__Action item__: Wherever the word "icons" appears in a line below, that line counts; report the total number of such lines only.

__Dataset records__:
=== Begin Enclosure ===

PR #2010, opened 2018-03-04
[Flex] correctly measure images

StephaneDelcroix:
### Description of Change ###

[Flex] correctly measure images

use Aspect.Fill to measure images. also make sure we do not crash if the
Bounds are smaller than the request. Like any other control, we will
draw outside of our bounds, and rely on ClipToBounds for a nice shave.

### PR Checklist ###

### DIFF
--- a/Xamarin.Flex/Flex.cs
+++ b/Xamarin.Flex/Flex.cs
@@ -241,7 +241,7 @@ namespace Xamarin.Flex
 		IList<Item> Children { get; set; }
 		bool ShouldOrderChildren { get; set; }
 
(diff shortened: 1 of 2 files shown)


Xamarin.Flex/Flex.cs
```diff
@@ -925,9 +925,9 @@ public void init(Item item, float width, float height)
 
 				width -= item.PaddingLeft + item.PaddingRight;
 				height -= item.PaddingTop + item.PaddingBottom;
-				if (   width < 0
-				    || height < 0)
-					throw new ArgumentException();
+				//if (   width < 0
+				 //   || height < 0)
+					//throw new ArgumentException();
```
StephaneDelcroix: this is not the final fix

PR #2043, opened 2018-03-07
Rename the icons in the win folder to match the xml

alanmcgovern:
~I still have one question that i need to find the answer to.~

~There are 248 icons in the Mac folder and 32 in the windows folder. I would expect every win icon to have 8 counterparts in the Mac folder (retina/non-retina, light/dark, selected/not-selected). That means we're missing some icons in the Mac folder as we should have 256.~


alanmcgovern:
OOPS! never mind! I also counted the script i used to rename the files :p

=== End Enclosure ===

__Response to this exercise__: 2